The constraint x^2+y^2\le 1 just means that you want to plot the function for values x and y inside the unit circle. This suggests to switch to polar coordinates.
\documentclass[border=10pt]{standalone}
\usepackage{pgfplots}
\usepackage{tikz}
\pgfplotsset{every axis/.style={scale only axis}}
\begin{document}
\begin{tikzpicture}
\begin{axis}[unit vector ratio*=1 1 1,
title={$f(x,y)=x^2-y^2$},
xlabel=$x$, ylabel=$y$,
xmin=-1, xmax=1,
ymin=-1, ymax=1,
zmin=-1, zmax=1,
3d box=complete,samples=30]
\addplot3[surf,domain=0:sqrt(2),y domain=0:2*pi,opacity=0.4]
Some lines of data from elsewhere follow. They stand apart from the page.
PR #876, opened 2019-09-11
Firefly-159:The issues in "prepare download" that are seen in Time Series, Sofia etc.

lznakano:
See ticket here: https://jira.ipac.caltech.edu/browse/FIREFLY-159

  1. Fixed bugs in BackgroundCntlr.js, BackgroundMonitor.jsx, BackgroundUtil.js, so that the file name can be changed
  2. Add common method "doDownload"  to WebUtil.js
  3. Modify the DownloadOptionPanel so that it can handle background job

There are 5 bugs seen in Finderderchart, Time Series and Sofia.  The bugs come from both Firefly and IRSA.   This branch fixed the issues in Firefly.  How to test it, we have to run the applications that use those components.  Please use the test link below:
URL: https://irsawebdev9.ipac.caltech.edu/firefly-159-irsa-3113/applications/sofia/

Please refer the ticket Firefly-159 and IRSA-3113 for the bug lists.

### DIFF
--- a/src/firefly/js/util/WebUtil.js
+++ b/src/firefly/js/util/WebUtil.js
@@ -13,6 +13,9 @@ import {showInfoPopup} from '../ui/PopupUtil.jsx';
 
 import update from 'immutability-helper';
 import {ServerParams} from '../data/ServerParams';
+import {validateFileName} from '../ui/DownloadOptionsDialog';
+import {getWorkspacePath, WS_SERVER_PARAM} from '../visualize/WorkspaceCntlr';
+import {doDownloadWorkspace} from '../ui/WorkspaceViewer';
 
 
 const MEG          = 1048576;
@@ -376,11 +379,13 @@ export function copyToClipboard(str) {
 }
 
 /**
- * @param {string} url  the url to download.  It should be based on AnyFileDownload
- * @param {number} [numTries=1000]  number of time to check for progress until giving up
- * @returns {Promise}  resolve is called on DONE and reject when FAIL.
+ *
+ * @param url
+ * @param fileName
+ * @param numTries
+ * @returns {Promise<any>}
  */
-export function downloadWithProgress(url, numTries=1000) {
+export function downloadWithProgress(url, fileName, numTries=1000) {
     return new Promise(function(resolve, reject) {
         const {search} = parseUrl(url);
         let cnt = 0;
@@ -405,7 +410,7 @@ export function downloadWithProgress(url, numTries=1000) {
             }, interval);
         };
         doIt();
-        download(url);
+        download(url, fileName);
     });
 }
 
@@ -434,7 +439,8 @@ function resolveFileName(resp) {
 export function download(url, filename) {
     const {protocol, host, path, hash, searchObject={}} = parseUrl(url);
     const cmd = searchObject[ServerParams.COMMAND];
-    url = `${protocol}//${host}${path}?${ServerParams.COMMAND}=${cmd}` + (hash ? '#' + hash : '');      // add cmd into the url as a workaround for server-side code not supporting it
+    url = cmd? `${protocol}//${host}${path}?${ServerParams.COMMAND}=${cmd}` + (hash ? '#' + hash : ''):      // add cmd into the url as a workaround for server-side code not supporting it
+        url;
 
     const params = Object.fromEntries(
                         Object.entries(searchObject)
@@ -849,3 +855,31 @@ export function hashCode(str) {
 export function isNumeric(n) {
     return !isNaN(parseFloat(n)) && isFinite(n);
 }
+
+
+export function doDownload (bgStatus, isWorkSpace, wsSelect, fileName) {
+    const url1 = get(bgStatus, ['ITEMS', 0, 'url']);
+    const urlInfo =parseUrl(url1);
+    const searchObj = urlInfo.searchObject;
+    const file = searchObj.file;
+    const url = isWorkSpace ? `${getRootURL()}sticky/CmdSrv`
+        : url1;
+
+    if (isWorkSpace) {
+        if (!validateFileName(wsSelect, fileName)) return false;
+    }
+
+    if (isWorkSpace) {
+        const zipFileName = fileName + '.zip';
+        const params = {[WS_SERVER_PARAM.currentrelpath.key]:getWorkspacePath(wsSelect, zipFileName),
+            [WS_SERVER_PARAM.newpath.key]: zipFileName,
+            file,
+            [ServerParams.COMMAND]: ServerParams.WS_PUT_IMAGE_FILE,
+            [WS_SERVER_PARAM.should_overwrite.key]: true};
+
+        url && doDownloadWorkspace(url, {params});
+        //showInfoPopup('File:' + fileName + '.zip is saved to workspace!', 'Workspace Info');
+    } else {
+        url && download(url, fileName);
+    }
+};
--- a/src/firefly/js/core/background/BackgroundCntlr.js
+++ b/src/firefly/js/core/background/BackgroundCntlr.js
@@ -174,11 +174,12 @@ function bgSetEmail(action) {
 function bgPackage(action) {
     return (dispatch) => {
         const {dlRequest, searchRequest, selectionInfo, bgKey} = action.payload;
-
+        const fileName = dlRequest.fileName|| dlRequest.Title.split(':')[0];
         const onComplete = (bgStatus) => {
             const url = get(bgStatus, ['ITEMS', 0, 'url']);
+
             if (url && isSuccess(get(bgStatus, 'STATE'))) {
-                download(url);
+                download(url, fileName);
             } else {
                 showInfoPopup(getErrMsg(bgStatus));
             }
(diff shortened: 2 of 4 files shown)


src/firefly/java/edu/caltech/ipac/firefly/server/servlets/AnyFileDownload.java
```diff
@@ -165,7 +165,18 @@ private static void logActivity(File f) {
...
+        String queryString =req.getQueryString();
+
+        if (queryString==null){
+            try {
+                throw new Exception("Status can not be tracked because the queryString is empty");
+            } catch (Exception e) {
+                Logger.error("HttpServletRequest has a null query string, the status can not be tracked");
+
+
+            }
```
loitly: Why throw an exception just to catch it?  Do you want to log it?  Do you want execution to stop?  Do you want the caller to handle the exception?  What do you want it to do?

src/firefly/js/ui/DownloadDialog.jsx
```diff
@@ -244,24 +261,24 @@ function hasProprietaryData(tableModel={}) {
...
- * @param {boolean} [show=true] show or hide this dialog
+ *
+ * @param panel
+ * @param title
+ * @param show
  */
-function showDownloadDialog(panel, show=true) {
-    const ttl = panel.props.title || DOWNLOAD_DIALOG_ID;
+export function showDownloadDialog(panel, title, show=true) {
+
```
loitly: Why did you remove logic here outside?  It's being called by several other places.  Were they all changed?

src/firefly/js/util/WebUtil.js
```diff
@@ -848,4 +854,32 @@ export function hashCode(str) {
 
 export function isNumeric(n) {
     return !isNaN(parseFloat(n)) && isFinite(n);
-}
\ No newline at end of file
+}
+
+
+export function doDownload (bgStatus, isWorkSpace, wsSelect, fileName) {
```
loitly: What is the difference between `download` and `doDownload`?  Why is it exported and not used in this PR, but is used in another PR, that's not linked to this one.
If you merge the other PR and not this one, build will fail.  This change should have been with the other PR.  Or, link them.

ejoliet:
> I will reject this PR because I don't think the behavior is acceptable. I also did not see how finderchart download work. They should be the same.

> When downloading, the working mask is over the right panel. It will stay there until it's finish.
Or, you can download something small(one image), then it will clear the previous working mask.
The previous request is still going. You have no indication of it though.
Another problem with this is the location of the mask. It's in the right panel in SOFIA. Where will it be for FinderChart? How about the next application we decide to build? It'll behave differently for each one?

> For some reason, login is not working anymore. I can't test saving into workspace.

I think you are suggesting same behavior in any Firefly based app? I agree that in term of UI visual, we should be consistent when and where the 'send' to background monitor button should appear. 
For that reason, I would recommend that it appear on top of the frame filling all the window(s) or at least overlap the app completely, so we can use the same behavior in different context/app. SOFIA for example should have the 'send' to monitor in the middle and not covering the detail tab on the right.

In this case (or any other such as FinderChart), should we change in Firefly the common way or is it an app by app basis change? 
Again, better to have a meeting about this feature, it's difficult to see/explain the details here in my opinion.

src/firefly/java/edu/caltech/ipac/firefly/server/servlets/AnyFileDownload.java
lznakano: This is the part of the bug I found.  The query status is NULL, thus, the download progress run forever.  I fixed the status.  In order to guard it,  I added the exception to log the error.

src/firefly/js/ui/DownloadDialog.jsx
lznakano: Yes, I changed it in all places.  The DownloadButton was a class before.  Then this worked.  I don't know when and who changed to a stateless function.  After that change, the "this" keyword no longer worked.  Thus, the Dialog was not able to be closed as it reported in IRSA-3113.  If you know a better way to handle this, please feel free to push your changes.  THANKS!

src/firefly/js/util/WebUtil.js
lznakano: The doDownload is the function I moved from Finderchart to here.   It will be used for workspace download.  In this pull request, it was only used by finderchart.   The download is an existing function.  I just keep it there for now.   Once Firefly-84 is done,  I will make the final clean up.

src/firefly/java/edu/caltech/ipac/firefly/server/servlets/AnyFileDownload.java
robyww: I agree with @loitly this code is confusing.  The code is working just like before. It is just logging a message.  Why not just do this?
```
if (queryString==null){
         Logger.error("HttpServletRequest has a null query string, the status can not be tracked");
}
```

lznakano:
@loitly 
I don't understand why you reject this pull request.  This pull request is not the same as Firefly-84.  @ejoliet issued another bug report IRSA-3113.  I decided to include the Firefly issue from IRSA-3113 to Firefly-159 since it is still in progress.  Please see my analysis in both tickets.  I tended to write my findings and implementations in the tickets because I can come back to see them if I need to.  The codes changes early this year in dev introduced a few bugs and four of them you noted when you review my Firefly-84 last month.  Although you noticed in my pull request, the bugs are from the dev.  I spent quite some effort to locate the bugs.  What I want you to review is to check if my fix is appropriate.  This pull request has nothing to do with workspace.  In this pull request, all three applications, Sofia, LightCurve and Finderchart behavior the same (for local download ONLY).   I have one pending branch for LightCurve.  After I am done, I will build the LightCurve.   As where to show the backgroundable mask, we can decide it later.  I just copied what you did for Finderchart.   LightCurve and Sofia did not use the background mask and did not implement the backgroundable option.  That is why I am working in three tickets, Firefly-159 that fixed bugs in firefly, and IRSA-3113 that enabled backgroundable option for Sofia and IRSA-3112 that enabled backgroundable option for LightCurve.

src/firefly/java/edu/caltech/ipac/firefly/server/servlets/AnyFileDownload.java
lznakano: If it works before, I would change it.  I am OK to remove the exception, however, if the null string comes again, it may need to debug it again.

lznakano:
> > I will reject this PR because I don't think the behavior is acceptable. I also did not see how finderchart download work. They should be the same.
> 
> > When downloading, the working mask is over the right panel. It will stay there until it's finish.
> > Or, you can download something small(one image), then it will clear the previous working mask.
> > The previous request is still going. You have no indication of it though.
> > Another problem with this is the location of the mask. It's in the right panel in SOFIA. Where will it be for FinderChart? How about the next application we decide to build? It'll behave differently for each one?
> 
> > For some reason, login is not working anymore. I can't test saving into workspace.
> 
> I think you are suggesting same behavior in any Firefly based app? I agree that in term of UI visual, we should be consistent when and where the 'send' to background monitor button should appear.
> For that reason, I would recommend that it appear on top of the frame filling all the window(s) or at least overlap the app completely, so we can use the same behavior in different context/app. SOFIA for example should have the 'send' to monitor in the middle and not covering the detail tab on the right.
> 
> In this case (or any other such as FinderChart), should we change in Firefly the common way or is it an app by app basis change?
> Again, better to have a meeting about this feature, it's difficult to see/explain the details here in my opinion.

This pull request is about the bugs.  The Finderchart is the only application has the "send to background" option implemented.  I did the same for sofia and lightCurve to make them behave the same.  If that is not expected behavior, it is a design issue.

lznakano:
Here is the URL for finderchart:
URL: https://irsawebdev9.ipac.caltech.edu/firefly-159-Lijun/applications/finderchart/

src/firefly/java/edu/caltech/ipac/firefly/server/servlets/AnyFileDownload.java
lznakano: I reverted this file the same as the one in dev.  The "UNKNOWN" status is assigned when the cache key (added in this function) does not match the key received from the client in the BackgroundEnv.

ejoliet:
I was looking at all the other ticket related to this one and i think we need to discuss the UI design part but all the fixes and refactoring Lijun did are indeed useful. See IRSA-3113 and IRSA-3121. Those are fixed. Let's discuss the placeholder of the monitor button but i feel that we might not be able to either find a common place or we might need to put it always in the middle of the applications window. What do you think?

lznakano:
> I was looking at all the other ticket related to this one and i think we need to discuss the UI design part but all the fixes and refactoring Lijun did are indeed useful. See IRSA-3113 and IRSA-3121. Those are fixed. Let's discuss the placeholder of the monitor button but i feel that we might not be able to either find a common place or we might need to put it always in the middle of the applications window. What do you think?

I think where to put the button should be a new ticket because it changes the current behavior.  It was not a bug introduced  in this pull request.

lznakano:
Rebased with dev, redid the bug fixes and tested.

({x*cos(deg(y)},{x*sin(deg(y)},{(x*cos(deg(y))^2-(x*sin(deg(y))^2});
\addplot3[surf,domain=0:1,y domain=0:2*pi]
({x*cos(deg(y)},{x*sin(deg(y)},{(x*cos(deg(y))^2-(x*sin(deg(y))^2});
\end{axis}
\end{tikzpicture}
\end{document}
UPDATE: For completeness: without polar coordinates.
\documentclass[border=10pt]{standalone}
\usepackage{pgfplots}
\pgfplotsset{compat=1.15}
\usepackage{tikz}
\pgfplotsset{every axis/.style={scale only axis}}
\begin{document}
\begin{tikzpicture}
\begin{axis}[unit vector ratio*=1 1 1,
title={$f(x,y)=x^2-y^2$},
xlabel=$x$, ylabel=$y$,
xmin=-1, xmax=1,
ymin=-1, ymax=1,
zmin=-1, zmax=1,
3d box=complete,%point meta=sqrt(x^2+y^2)
]
\addplot3[surf, domain=-1:1, opacity=0.4]{x^2-y^2};
\addplot3[surf, domain=-1:1, point meta={ abs(x^2+y^2)>1 ? nan : z
}]{x^2-y^2};
\end{axis}
\end{tikzpicture}
\end{document}
In both examples, you can play with samples to make the plot somewhat smoother.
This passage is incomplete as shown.